Stored records:
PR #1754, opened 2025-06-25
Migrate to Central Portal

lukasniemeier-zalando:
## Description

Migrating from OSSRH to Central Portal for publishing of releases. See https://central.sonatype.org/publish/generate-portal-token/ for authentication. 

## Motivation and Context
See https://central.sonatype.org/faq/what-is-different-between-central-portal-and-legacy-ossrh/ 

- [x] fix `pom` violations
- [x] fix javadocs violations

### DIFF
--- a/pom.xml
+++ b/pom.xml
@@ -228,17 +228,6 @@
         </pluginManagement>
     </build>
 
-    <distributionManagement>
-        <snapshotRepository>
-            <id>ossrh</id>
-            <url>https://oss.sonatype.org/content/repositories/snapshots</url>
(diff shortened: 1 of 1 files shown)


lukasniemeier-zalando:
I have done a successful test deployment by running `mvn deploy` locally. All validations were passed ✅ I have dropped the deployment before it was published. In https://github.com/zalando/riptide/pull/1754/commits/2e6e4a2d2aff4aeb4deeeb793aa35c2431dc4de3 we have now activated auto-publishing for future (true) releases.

What this task involves.
Scan the lines above, and whenever one holds the string "sonatype", copy it.

Output for this exercise.
Migrating from OSSRH to Central Portal for publishing of releases. See https://central.sonatype.org/publish/generate-portal-token/ for authentication. 
See https://central.sonatype.org/faq/what-is-different-between-central-portal-and-legacy-ossrh/ 
-            <url>https://oss.sonatype.org/content/repositories/snapshots</url>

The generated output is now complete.